Task item:
Search term "right": copy each line of the records that contains it.

Input material:

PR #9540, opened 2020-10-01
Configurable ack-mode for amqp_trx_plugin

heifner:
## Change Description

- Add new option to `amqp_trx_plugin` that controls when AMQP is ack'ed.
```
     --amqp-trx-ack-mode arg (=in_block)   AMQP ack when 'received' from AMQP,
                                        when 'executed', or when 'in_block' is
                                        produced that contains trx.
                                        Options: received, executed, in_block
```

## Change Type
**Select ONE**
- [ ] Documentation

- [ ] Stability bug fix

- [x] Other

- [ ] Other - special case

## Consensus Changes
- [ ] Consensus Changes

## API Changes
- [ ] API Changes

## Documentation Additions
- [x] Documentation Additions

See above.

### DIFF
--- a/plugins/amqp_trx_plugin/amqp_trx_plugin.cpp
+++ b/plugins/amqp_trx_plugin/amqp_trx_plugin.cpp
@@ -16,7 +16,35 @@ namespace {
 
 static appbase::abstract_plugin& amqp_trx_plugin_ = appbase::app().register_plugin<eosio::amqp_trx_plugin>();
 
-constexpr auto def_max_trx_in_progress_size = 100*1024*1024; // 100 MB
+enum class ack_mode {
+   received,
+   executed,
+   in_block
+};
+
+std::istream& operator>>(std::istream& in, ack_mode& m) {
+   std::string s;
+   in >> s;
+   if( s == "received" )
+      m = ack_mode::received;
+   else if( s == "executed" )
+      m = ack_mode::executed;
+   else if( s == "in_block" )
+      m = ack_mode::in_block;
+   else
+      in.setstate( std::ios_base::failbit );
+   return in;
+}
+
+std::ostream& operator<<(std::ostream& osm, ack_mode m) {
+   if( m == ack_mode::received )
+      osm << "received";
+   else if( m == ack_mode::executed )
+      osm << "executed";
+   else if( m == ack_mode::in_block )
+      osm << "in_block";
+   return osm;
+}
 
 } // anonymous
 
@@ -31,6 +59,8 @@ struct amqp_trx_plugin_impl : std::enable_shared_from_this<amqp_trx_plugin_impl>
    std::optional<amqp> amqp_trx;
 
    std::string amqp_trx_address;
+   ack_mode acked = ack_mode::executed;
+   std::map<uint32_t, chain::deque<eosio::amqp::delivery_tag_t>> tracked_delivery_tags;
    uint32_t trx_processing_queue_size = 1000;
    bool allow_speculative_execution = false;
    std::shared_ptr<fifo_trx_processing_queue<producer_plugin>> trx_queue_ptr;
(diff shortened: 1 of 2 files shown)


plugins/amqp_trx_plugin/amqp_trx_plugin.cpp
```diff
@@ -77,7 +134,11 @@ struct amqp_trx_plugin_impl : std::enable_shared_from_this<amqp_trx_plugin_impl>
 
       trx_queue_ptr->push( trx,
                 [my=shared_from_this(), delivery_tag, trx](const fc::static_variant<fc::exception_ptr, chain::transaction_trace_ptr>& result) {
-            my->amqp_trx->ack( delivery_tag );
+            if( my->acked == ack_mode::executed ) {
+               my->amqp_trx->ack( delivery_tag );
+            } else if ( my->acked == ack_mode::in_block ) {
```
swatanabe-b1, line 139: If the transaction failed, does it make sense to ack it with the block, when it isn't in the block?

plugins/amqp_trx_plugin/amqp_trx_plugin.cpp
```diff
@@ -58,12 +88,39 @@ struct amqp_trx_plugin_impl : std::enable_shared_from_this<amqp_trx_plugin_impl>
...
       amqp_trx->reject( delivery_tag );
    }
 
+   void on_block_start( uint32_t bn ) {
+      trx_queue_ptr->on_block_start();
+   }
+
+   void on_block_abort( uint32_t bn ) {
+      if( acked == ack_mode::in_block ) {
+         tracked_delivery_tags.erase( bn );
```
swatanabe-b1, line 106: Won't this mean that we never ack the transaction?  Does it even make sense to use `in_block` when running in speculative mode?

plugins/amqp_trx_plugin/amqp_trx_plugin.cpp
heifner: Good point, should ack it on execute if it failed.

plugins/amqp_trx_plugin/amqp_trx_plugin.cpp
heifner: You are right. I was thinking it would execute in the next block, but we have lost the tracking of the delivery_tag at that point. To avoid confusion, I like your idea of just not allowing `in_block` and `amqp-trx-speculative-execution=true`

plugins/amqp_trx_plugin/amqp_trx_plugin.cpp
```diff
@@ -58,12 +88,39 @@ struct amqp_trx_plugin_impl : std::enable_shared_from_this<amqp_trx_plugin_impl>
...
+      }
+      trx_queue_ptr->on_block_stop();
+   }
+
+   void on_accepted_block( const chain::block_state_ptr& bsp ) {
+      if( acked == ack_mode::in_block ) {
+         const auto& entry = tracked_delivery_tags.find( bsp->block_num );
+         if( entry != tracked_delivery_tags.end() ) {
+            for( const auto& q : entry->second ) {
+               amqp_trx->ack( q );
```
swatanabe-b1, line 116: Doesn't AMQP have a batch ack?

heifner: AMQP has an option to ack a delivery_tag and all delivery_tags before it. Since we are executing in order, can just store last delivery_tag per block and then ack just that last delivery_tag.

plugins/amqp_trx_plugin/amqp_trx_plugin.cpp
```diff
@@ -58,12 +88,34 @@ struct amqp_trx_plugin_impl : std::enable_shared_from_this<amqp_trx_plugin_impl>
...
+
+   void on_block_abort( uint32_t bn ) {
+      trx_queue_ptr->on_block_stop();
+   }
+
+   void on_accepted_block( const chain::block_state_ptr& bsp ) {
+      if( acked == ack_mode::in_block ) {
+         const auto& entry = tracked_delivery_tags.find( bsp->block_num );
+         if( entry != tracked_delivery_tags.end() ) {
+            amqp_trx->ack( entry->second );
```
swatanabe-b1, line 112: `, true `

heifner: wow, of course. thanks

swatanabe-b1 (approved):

...

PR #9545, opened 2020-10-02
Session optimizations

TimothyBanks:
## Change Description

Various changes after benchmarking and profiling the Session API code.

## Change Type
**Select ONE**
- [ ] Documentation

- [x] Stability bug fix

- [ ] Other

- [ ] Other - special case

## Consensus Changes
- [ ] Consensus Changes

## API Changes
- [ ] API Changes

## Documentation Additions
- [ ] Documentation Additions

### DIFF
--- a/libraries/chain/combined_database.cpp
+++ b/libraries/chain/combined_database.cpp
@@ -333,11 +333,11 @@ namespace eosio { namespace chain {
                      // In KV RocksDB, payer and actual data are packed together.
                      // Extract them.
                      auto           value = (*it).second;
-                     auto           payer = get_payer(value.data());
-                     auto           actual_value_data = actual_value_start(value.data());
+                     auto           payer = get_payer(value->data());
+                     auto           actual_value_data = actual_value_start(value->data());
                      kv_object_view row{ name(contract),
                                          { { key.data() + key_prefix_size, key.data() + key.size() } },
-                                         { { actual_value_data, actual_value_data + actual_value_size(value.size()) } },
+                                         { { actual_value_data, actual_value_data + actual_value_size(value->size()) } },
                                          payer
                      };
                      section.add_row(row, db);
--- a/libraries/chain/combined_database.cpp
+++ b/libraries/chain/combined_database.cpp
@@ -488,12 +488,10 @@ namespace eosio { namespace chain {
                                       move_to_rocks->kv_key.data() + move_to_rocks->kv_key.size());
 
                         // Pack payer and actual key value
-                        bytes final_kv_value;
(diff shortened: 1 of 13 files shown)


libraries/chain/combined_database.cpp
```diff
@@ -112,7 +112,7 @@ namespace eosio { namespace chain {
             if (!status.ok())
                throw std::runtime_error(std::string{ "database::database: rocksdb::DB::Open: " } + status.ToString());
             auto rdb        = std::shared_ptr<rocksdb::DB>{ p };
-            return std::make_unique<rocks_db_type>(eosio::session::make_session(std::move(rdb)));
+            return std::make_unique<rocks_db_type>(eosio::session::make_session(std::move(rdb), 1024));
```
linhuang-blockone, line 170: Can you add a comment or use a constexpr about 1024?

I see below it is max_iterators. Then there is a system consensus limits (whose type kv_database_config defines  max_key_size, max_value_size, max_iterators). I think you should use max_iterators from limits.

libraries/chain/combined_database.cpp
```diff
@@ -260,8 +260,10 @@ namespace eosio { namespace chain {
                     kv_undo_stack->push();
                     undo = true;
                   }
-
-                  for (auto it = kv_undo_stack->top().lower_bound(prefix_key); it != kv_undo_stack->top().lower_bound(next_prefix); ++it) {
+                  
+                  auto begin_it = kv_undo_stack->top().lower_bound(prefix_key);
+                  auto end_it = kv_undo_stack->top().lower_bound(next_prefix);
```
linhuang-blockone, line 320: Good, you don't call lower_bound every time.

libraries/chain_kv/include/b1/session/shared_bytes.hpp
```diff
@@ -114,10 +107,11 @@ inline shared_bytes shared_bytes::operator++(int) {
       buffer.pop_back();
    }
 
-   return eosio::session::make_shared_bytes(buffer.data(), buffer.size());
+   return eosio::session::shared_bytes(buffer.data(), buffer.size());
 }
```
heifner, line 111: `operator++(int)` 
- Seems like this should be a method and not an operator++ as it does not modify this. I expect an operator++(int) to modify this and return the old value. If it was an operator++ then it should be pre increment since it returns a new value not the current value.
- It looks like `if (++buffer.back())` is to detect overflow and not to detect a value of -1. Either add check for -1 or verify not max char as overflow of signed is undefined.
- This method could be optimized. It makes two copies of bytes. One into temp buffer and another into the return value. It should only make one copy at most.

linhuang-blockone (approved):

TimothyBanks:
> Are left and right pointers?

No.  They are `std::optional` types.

Completed task:
heifner: You are right. I was thinking it would execute in the next block, but we have lost the tracking of the delivery_tag at that point. To avoid confusion, I like your idea of just not allowing `in_block` and `amqp-trx-speculative-execution=true`
> Are left and right pointers?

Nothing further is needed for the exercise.